On December 15, 2021, Poland-headquartered language service provider Summa Linguae announced its acquisition of Belgium-based language data provider Datamundi.
Datamundi provides language data in all languages to NLP system builders, which use the data to create and enhance their machine translation (MT) engines or optimize search relevance. Its client base centers on the big-tech collective known as “FAMGA” — Facebook, Apple, Microsoft, Google, and Amazon.
Summa Linguae CEO Krzysztof Zdanowski told Slator that Datamundi was owned by Gert Van Assche (Managing Partner) and his wife prior to the sale. “We were contacted by Datamundi earlier in 2021 when they decided to start an exit process” and “our offer has been selected as the winning bid,” he said.
The transaction will see Summa Linguae pay EUR 5m (USD 5.7m), or 2.5x revenue, for Datamundi. The acquisition is being financed from Summa Linguae’s own funds — EUR 1.5m in shares and EUR 3.5m in cash.
Summa Linguae generated revenues of PLN 88.5m (USD 23.7m) in 2020, up 13.2% from 2019. Datamundi’s revenues are several times smaller, at EUR 2m (USD 2.3m). The language data provider has historically grown rapidly, at 40–50% annually, although revenues remained flat in 2021 versus 2020, the CEO told Slator.
According to Zdanowski, Datamundi will be integrated under Summa Linguae’s brand and “pro forma consolidated revenues for 2021 are in the USD 26–27m range.” Summa Linguae is aiming to deliver 15–20% growth in 2022, consistent with prior years.
Van Assche, an industry veteran, will join Summa Linguae as CTO, while Datamundi’s managers, developers, data scientists, and program managers, will also stay on.
Voice, Image, Language
Prior to Datamundi making contact with Summa Linguae, the two had no previous relationship but were known to each other because of an overlap in their client portfolio of one shared client, for whom they delivered different services.
Zdanowski explained the rationale behind the acquisition, saying “Datamundi complements our data solutions portfolio very well.” Summa Linguae was previously focused on voice and image data, while Datamundi’s sole focus is language data.
Since 2017, Summa Linguae has been shifting its strategic focus toward data solutions, which have since become an increasingly important part of the business. Zdanowski described the acquisition of Datamundi as “yet another milestone on this path” and said Datamundi’s focus on the FAMGA client base is well-aligned with the company’s strategy of servicing large, global accounts.

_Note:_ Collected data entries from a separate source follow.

PR #525, opened 2020-06-14
Introduce Tracing into Chalk (Third Time's the Charm)

nathanwhit:
This PR is a continuation of #409. The changes made here are largely the same as that PR, but rewritten on top of the current `master` and with a few minor adjustments to the macros. I also opted to take the suggestion in [this comment](https://github.com/rust-lang/chalk/pull/409#issuecomment-642771768) and make `chalk-ir` not depend on tracing to potentially ease `rustc` integration.


jackh726:
Awesome @nathanwhit! Can you also add a bit in the book of how to use this? (i.e. if I want to look at the debug output, what would I use instead of `CHALK_DEBUG`?) And theoretically, how would this be different for debugging the rustc integration?

chalk-ir/src/lib.rs
```diff
@@ -51,8 +51,31 @@ pub mod fold;
...
+    #[macro_export]
+    macro_rules! debug_span {
+        ($($t: tt)*) => {
+            let __span = tracing::debug_span!($($t)*);
+            let __span = __span.enter();
+        };
+    }
+
+    #[macro_export]
+    macro_rules! info_span {
```
jackh726, line 64: ...this is only used *once* in `chalk-engine`...

chalk-ir/src/lib.rs
```diff
@@ -51,8 +51,31 @@ pub mod fold;
...
+        ($($t: tt)*) => {
+            let __span = tracing::info_span!($($t)*);
+            let __span = __span.enter();
+        };
+    }
+
+    #[macro_export]
+    macro_rules! trace_span {
```
jackh726, line 72: ...and this isn't used at all.

nathanwhit:
Applied your suggestions and added some documentation!

As for debugging the rustc integration, all you _should_ have to do is add some code to register a "subscriber" to collect the tracing data, like [this](https://github.com/nathanwhit/chalk/blob/9303b01db458531e9c0f1ed05277d46fe16351c0/src/main.rs#L301-L305). You would probably want to place it at an entry point to chalk (and from that point onward logs will be collected), but you could add it anywhere really, as long as it gets executed.

jackh726:
Would that, theoretically, capture other crates' tracing calls? I'll have to test this out, but I overall feel pretty good about landing this. @nikomatsakis what do you think? I would rather land this sooner rather than later, if everything looks good, so it doesn't get stale (again).

nathanwhit:
It *could* potentially capture other crates tracing calls, but only if you register the tracing subscriber as the global default (which is the case for the code I linked). If instead you set a subscriber as a *local* default using [this method](https://docs.rs/tracing/0.1.15/tracing/subscriber/fn.set_default.html) or [this one](https://docs.rs/tracing/0.1.15/tracing/subscriber/fn.with_default.html), like in [this snippet here](https://github.com/nathanwhit/chalk/blob/9303b01db458531e9c0f1ed05277d46fe16351c0/tests/test/mod.rs#L211-L217), then the subscriber would only capture tracing calls that are made transitively within that scope (if that makes sense).

nikomatsakis:
I approve to land, yes.

nikomatsakis:
Let's try it out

Having acquired Canada-based data annotation company Globalme in 2019, Summa Linguae already added to its data services capabilities, gaining data collection services, a post-processing platform, proprietary project and workflow tools, and automation technologies through the Globalme deal.
On Summa Lingae’s M&A roadmap, Zdanowski said that “given the nature of our ownership structure (Summa is majority-owned by PE), we cannot rule out yet another acquisition in 2022.” He added, “we are always on the lookout for great companies to complement our portfolio.”
According to the CEO, following the Datamundi acquisition, “over 70% of Summa Linguae’s revenue will come from non-localization work, almost entirely with US-based clients.”
Demand for Data Solutions
Datamundi’s experience in language data is broad. The company’s scientists bring expertise in data mining, filtering, automatic, and human-labeling methods, as well as data alignment, human alignment and annotation, data-defect detection, and data versioning.
Zdanowski said demand for Datamundi’s services, which include data labeling, evaluation of human translation and MT output quality, as well as automatic data alignment and tagging, is “only growing.”
Datamundi has a data-annotation platform that is used internally. It is not licensed externally but is available on a self-service basis to clients. The platform serves as a production environment to support project management and freelancer tasks.
Although the platform includes a number of automated features — such as an AI tool to detect sexually explicit content on websites, pattern detection, and an alignment tool — the platform is mainly designed for human annotators, Zdanowski said, adding that it also “uses a number of techniques to detect potentially fraudulent behaviors and QA freelancers’ output.”
Pointing out how tasks have “become very technical and very linguistic at the same time,” the Summa Linguae CEO said, “clients go well beyond the top 10–15 languages and build more NLP technology in others, including niche languages, which poses additional challenges and thus opportunities for us.”
Summa Linguae was advised by CK Legal Chabasiewicz, Kowalska i Partnerzy (Poland), and Novius (Belgium) in the transaction.